O Instituto do Legislativo Paulista foi criado pela Assembléia Estadual de São Paulo com o objetivo principal de organizar atividades para aumentar o preparo e a competência de seus quadros, tanto os parlamentares quanto os de assessoria e suporte. Tem dialogado e interagido com as universidades públicas estaduais, buscando parceiros, idéias e sugestões. É um caminho promissor. Desde o final de 2002, a Universidade Estadual Paulista (UNESP) tem participado intensamente dessas atividades, procurando contribuir e auxiliar a Assembléia nessa que é, sem dúvida, uma iniciativa digna de todo apoio.
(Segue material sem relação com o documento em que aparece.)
PR #351, opened 2022-01-03
Makes setfps also update fps_per_gfps

Putnam3145:
I realized that this doesn't update on its own while looking at timing stuff in-game. No idea if it's used anywhere, but it seems prudent to keep it accurate.


myk002 (approved):

myk002:
Needs a changelog entry, but I can add one after merge

PR #1596, opened 2026-06-24
Fix "combine" breaking dye mixes

Snowstar38:
There was a bug where using combine with mixed dyes would revert the mix to one of its component parts.

Ex: You have 2 stacks of 2 Dye A, 3 stacks of 1 Dye B, and 1 stack of 3 of the mix Dye AB

Expected behavior: use combine, you end up with 1 stack of 4 Dye A, 1 stack of 3 Dye B, and 1 stack of 3 Dye AB

Actual behavior: use combine, you end up with 1 stack of **7** Dye A, 1 stack of 3 Dye B, and no Dye AB (because it combined AB with A)

### DIFF
--- a/changelog.txt
+++ b/changelog.txt
@@ -47,6 +47,7 @@ Template for new versions:
 - `add-recipe`: fix to include incorrectly excluded recipes
 - `gui/control-panel`: fixed incorrect description of deteriorate commands
 - `gui/petitions`: fix deity display
+- `combine`: stopgap fix for incorrectly combining dyes, no longer affects dyes
 
 ## Misc Improvements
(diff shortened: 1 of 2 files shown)


ab9rf (changes requested):
This is a stopgap measure. the issue is that we _really_ need to check the fields added in the dye update, but `combine` was never updated to do this.

That said, worth doing. No behavior is better than buggy behavior.

Needs changelog, will approve once changelog is added.

Snowstar38:
Thanks! I wasn't sure I'm talented enough to dig through fixing it to work properly with dyes, but at least this way no one will have whole stacks of dye effectively disappearing on them!

ab9rf (approved):

PR #1599, opened 2026-07-10
update color-schemes for v5X

Moth-Tolias:
also, gui/color-schemes suggests registering from `/dfhack-config/colors` instead of `/raw/colors/`now.

note: doesn't use the `getConfigPath()` api, since that would be a pretty involved change and i'd rather get feedback first.
also doesn't update the gui style, that's out of my league

### DIFF
--- a/gui/color-schemes.lua
+++ b/gui/color-schemes.lua
@@ -611,7 +611,7 @@ function screen:onRegister()
         "Register",
         "Register color schemes by file or directory",
         COLOR_WHITE,
-        "/raw/colors/",
+        "/dfhack-config/colors/",
         function(path)
             ColorSchemes.register(path)
             self:populateList()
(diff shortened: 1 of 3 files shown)


gui/color-schemes.lua
```diff
@@ -611,7 +611,7 @@ function screen:onRegister()
         "Register",
         "Register color schemes by file or directory",
         COLOR_WHITE,
-        "/raw/colors/",
+        "/dfhack-config/colors/",
```
ab9rf, line 614: Please update this to use `dfhack.getConfigPath()` (see DFHack/DFHack#5823)

ab9rf (changes requested):

chdoc:
replaced by #1600

PR #1600, opened 2026-07-17
Overhaul color-schemes for v5X

Moth-Tolias:
Obsoletes #1599.
Cuts out an overwhelming majority of the old script in favour of dfhack-native implementations and a simpler interface. Uses Milo Christiansen's implementation of parsing the color files, because we think it's more elegant.

Removes the in-file help text in favour of the .rst documentation.
Removes registration as a concept.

Agora, no mês de fevereiro, a própria UNESP deu início a um Curso de Especialização em Governo e Poder Legislativo, com duração de 420 horas, que deverá se estender até meados de 2005, para uma turma de 50 participantes.

A melhoria contínua da qualificação técnica, ética e política dos quadros do Poder Legislativo é fundamental para o bom funcionamento da democracia representativa em qualquer lugar do mundo, e portanto também no Brasil. A “classe política”, o Estado e a sociedade só têm a ganhar com isso.

Mais preparo técnico e político não garante tudo, é evidente. A recuperação plena do Poder Legislativo depende de como avançará a reforma do sistema político. Quanto mais democrática e criteriosa for essa reforma – quanto mais ela estiver aberta para a sociedade civil e os interesses da maioria --, mais o Legislativo será valorizado e se recolocará de modo ativo na vida brasileira. Sistemas, porém, não agem por moto próprio. Depende de idéias e pessoas. Um “novo” sistema político só produzirá efeitos positivos se encontrar bons profissionais que o implementem e façam funcionar.